- Goal of the exercise: Beginning at the line that includes "forgot Table colissimo_freeshipping", return each line exactly through the end of the listing, and no line before it.

- Task input:
□ □ □

PR #2053, opened 2016-03-18
forgot Table colissimo_freeshipping

zzuutt:


gillesbourgeat:
Hello,
This table does not exist in the schema of the Colissimo mdodule.
Why would you add this table ?

zzuutt:
colissimo module use this table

□ □ □

- Solution:
forgot Table colissimo_freeshipping

zzuutt:


gillesbourgeat:
Hello,
This table does not exist in the schema of the Colissimo mdodule.
Why would you add this table ?

zzuutt:
colissimo module use this table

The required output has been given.